- WHAT YOU HAVE TO DO: Your answer must be an exact repetition of every record.

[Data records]
##########
PR #379, opened 2018-01-13
Dependencies upgrade

Soullivaneuh:
Closes #268
Closes #297 
Closes #321
Closes #337 (replace)
Closes #366 (replace)
Closes #378 (replace)
Closes #353

Because some dependencies are linked together (e.g. PHPUnit with Symfony, Nelmio alice with data-fixtures...), I decided to make a global PR to update them all.

- [x] Travis update
- [x] Composer dependencies update
- [x] Composer lint (`~` and simple `|` should be used by convention)
- [x] Fix tests
- [x] Rollback `symfony/symfony` dependencies to `^3.4 || ^4.0` when tests will be fixed
- [x] Remove all BC tricks
- [x] PHP migration on php-cs-fixer
- [x] Introduce header comment on php-cs-fixer (to make it working well with strict_type declaration placement)
- [x] Add strict typing on methods

PR #371, opened 2018-01-10
FlintCI integration for 2.x

Soullivaneuh:
See https://github.com/liip/LiipFunctionalTestBundle/pull/370#issuecomment-356691876

PR #467, opened 2018-11-15
[2.0] Fix runCommand PHPDoc

Jean85:
This BC was introduced but hidden to static analyzers due to this PHPDoc error.

Maybe we should introduce static analysis in 2.0 CI?

### DIFF
--- a/src/Test/WebTestCase.php
+++ b/src/Test/WebTestCase.php
@@ -84,7 +84,7 @@ abstract class WebTestCase extends BaseWebTestCase
      * @param array  $params
      * @param bool   $reuseKernel
      *
-     * @return string
+     * @return CommandTester
      */
     protected function runCommand(string $name, array $params = [], bool $reuseKernel = false): CommandTester
     {


alexislefebvre:
Yes, adding static analysis tools is a great idea. FlintCI was added in #371 but I don't know why it doesn't work anymore (this PR has no check from FlintCI).

About this line, the whole PHPDoc block is redundant for this method, maybe we should drop it when it adds no value to the args and return type hints.

Jean85:
* FlintCI is not working and neither Travis, we're out of CI checks! :disappointed: It seems to have stopped working evend mid-PR in #379
 * superfluous PHPDoc could be suppressed using PHP-CS-Fixer, with the `` rule
 * on that regard, I don't see PHP-CS-Fixer required in dev or even run in CI; I see that we have StyleCI, but the config is out of sync with the committed one, that's not good!
 * I can introduce PHPStan in the CI checks, I'll work on a PR ASAP; I think we should move the CS check there too, leveraging Travis' stages

alexislefebvre:
Great news Jean, see #468.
##########
- ANSWER:
PR #379, opened 2018-01-13
Dependencies upgrade

Soullivaneuh:
Closes #268
Closes #297 
Closes #321
Closes #337 (replace)
Closes #366 (replace)
Closes #378 (replace)
Closes #353

Because some dependencies are linked together (e.g. PHPUnit with Symfony, Nelmio alice with data-fixtures...), I decided to make a global PR to update them all.

- [x] Travis update
- [x] Composer dependencies update
- [x] Composer lint (`~` and simple `|` should be used by convention)
- [x] Fix tests
- [x] Rollback `symfony/symfony` dependencies to `^3.4 || ^4.0` when tests will be fixed
- [x] Remove all BC tricks
- [x] PHP migration on php-cs-fixer
- [x] Introduce header comment on php-cs-fixer (to make it working well with strict_type declaration placement)
- [x] Add strict typing on methods

PR #371, opened 2018-01-10
FlintCI integration for 2.x

Soullivaneuh:
See https://github.com/liip/LiipFunctionalTestBundle/pull/370#issuecomment-356691876

PR #467, opened 2018-11-15
[2.0] Fix runCommand PHPDoc

Jean85:
This BC was introduced but hidden to static analyzers due to this PHPDoc error.

Maybe we should introduce static analysis in 2.0 CI?

### DIFF
--- a/src/Test/WebTestCase.php
+++ b/src/Test/WebTestCase.php
@@ -84,7 +84,7 @@ abstract class WebTestCase extends BaseWebTestCase
      * @param array  $params
      * @param bool   $reuseKernel
      *
-     * @return string
+     * @return CommandTester
      */
     protected function runCommand(string $name, array $params = [], bool $reuseKernel = false): CommandTester
     {


alexislefebvre:
Yes, adding static analysis tools is a great idea. FlintCI was added in #371 but I don't know why it doesn't work anymore (this PR has no check from FlintCI).

About this line, the whole PHPDoc block is redundant for this method, maybe we should drop it when it adds no value to the args and return type hints.

Jean85:
* FlintCI is not working and neither Travis, we're out of CI checks! :disappointed: It seems to have stopped working evend mid-PR in #379
 * superfluous PHPDoc could be suppressed using PHP-CS-Fixer, with the `` rule
 * on that regard, I don't see PHP-CS-Fixer required in dev or even run in CI; I see that we have StyleCI, but the config is out of sync with the committed one, that's not good!
 * I can introduce PHPStan in the CI checks, I'll work on a PR ASAP; I think we should move the CS check there too, leveraging Travis' stages

alexislefebvre:
Great news Jean, see #468.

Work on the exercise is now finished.